Когда над лагерем амазонок смеркается, мы ложимся рядом и начинаем приглядываться друг к другу, принюхиваться. Вот лежит моя надменная крутолобая дочь, изо рта – острый и нежный дух. Она кладёт на меня обезьяньи руки и ноги, иногда зажимает в руке прядь моих волос, волнуется, иногда приоткрывает сквозь сон один глаз, как героиня самой страшной сказки про хаврошечку, пир бдящих циклопок. Сказать, что она не похожа на меня, – преуменьшение. Приговор был вынесен моим вечно длящимся учителем вождения Вальтером: в момент отчаяния (урок № 38) он подъехал к нашему домишке, где можно было наблюдать буколическую сцену возрождения грядки: Нонна и Фрося вдохновенно сопели над рассадой. «Да… – простонал Вальтер. – Дочь – красавица, мать – красавица, а ты в кого такая?» Вопрос не показался мне несправедливым или неожиданным, но я сказала Вальтеру, что сейчас разобью его учёную машину о столб. «Не разобьёшь, – обречённо сказал он, – рычаг-то у меня под ногой».
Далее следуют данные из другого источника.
PR #1228, opened 2022-07-29
refactor(state_key): only use raw keys to build  `KeyValueRequest`s 

### LINKED ISSUE #1022: Change `state_key` methods to return keys, not key hashes

erwanor:
This PR fixes #1022, here's a breakdown of what it does:

1. [x] make all `state_key` methods return their respective raw path instead of `KeyHash`
2. [x] make downstream consumers of `state_key` modules meet the new API
3. [x] protobuf: remove the `key_hash` field from the `KeyValueRequest` message definition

Все мои подруги – невероятные красавицы. Это одно из моих излюбленных развлечений: наблюдать, как им вслед поворачиваются головы прохожих, как в кафе, куда мы входим, застревает мгновенная тугая тишина. Самый горький урок-крушение на эту тему наблюдения за наблюдающими я потерпела известно когда, в затопленной бурыми водами европейской столице, где существо со светлым именем, очень светлыми волосами и глазами и умилительным способом катать rrrrr (aimez-Vouz Benjamine Kaverrrine?) решило искать у меня защит от навязчивого обожания света. Она застала меня за стиркой вонючих носков над вонючей рыжей раковиной. «Сколько их осталось ещё там?» «Одиннадцать», – ответила я с ледяной ненавистью снайпера, оглядывающего траншею противника. «Не могла бы ты сделать паузу? Я хочу, чтобы ты прочла – тут тебе немного слов написала я». Слова прочитала я и нашла то, что искала она. Она растаяла у меня в руках и на языке не медленно, распалась, что та Снегурка: хочу, хочу прыгнуть над огнём, бабушка, дедушка. Да, пожалуйста: прыгай. Я катала в ней свои rrr и возвращала ей её собственные, и она раскрылась и лежала растерзанной натюрмортной устричкой, и свет падал через кубок на чёрную от плесени лимонную корку. Затем я бежала от возведённой своими опытными руками руинки, как неопытный убийца: я летела в пустую и солнечную Калифорнию испытывать свою так называемую судьбу – прожить жизнь, ни на кого не опираясь, не притворяясь никому опорой, лишь наблюдая за красавицами многослёзным глазом аллигатора на диэте. Да неужто я, как, допустим, сестра и мать Марины Малич, – всего лишь инструмент увечной силы, пахучий глухой нарциссик, слыхом не слыхавший, как нимфа Э. зовёт его, убогого, застывшего, – на помощь? «Никогда более я не притронусь к своему отражению ни рукой, ни языком, ни тем, что горит при расставании навсегда, не потревожу отражения», – такое было моё заклинание.

А теперь вот в Калифорнии надулись по весне животы, и в них покачиваются новые девочки. Им там тесно, жарко, спокойно: они готовятся к превращениям. Маленькие красные брусочки глины – их будут мять и оглаживать и оценивать и расценивать те, у кого под ногой рычаг. Их раскроют, сожмут, придавят, наполнят криком, и, когда сил не будет больше терпеть, они схватятся за себе подобных. Они там будут искать связи, и силы, и свободы. «Значит так, – сурово произнесла Динка, голос её опять поменял тембр, становясь из самозащитного котёночьего писка негнущимся и спокойным, – я не понимаю, о чём ты думаешь, тебя должно занимать сейчас, что мы пьём, только это». И направилась к бару – сердитая и твёрдая.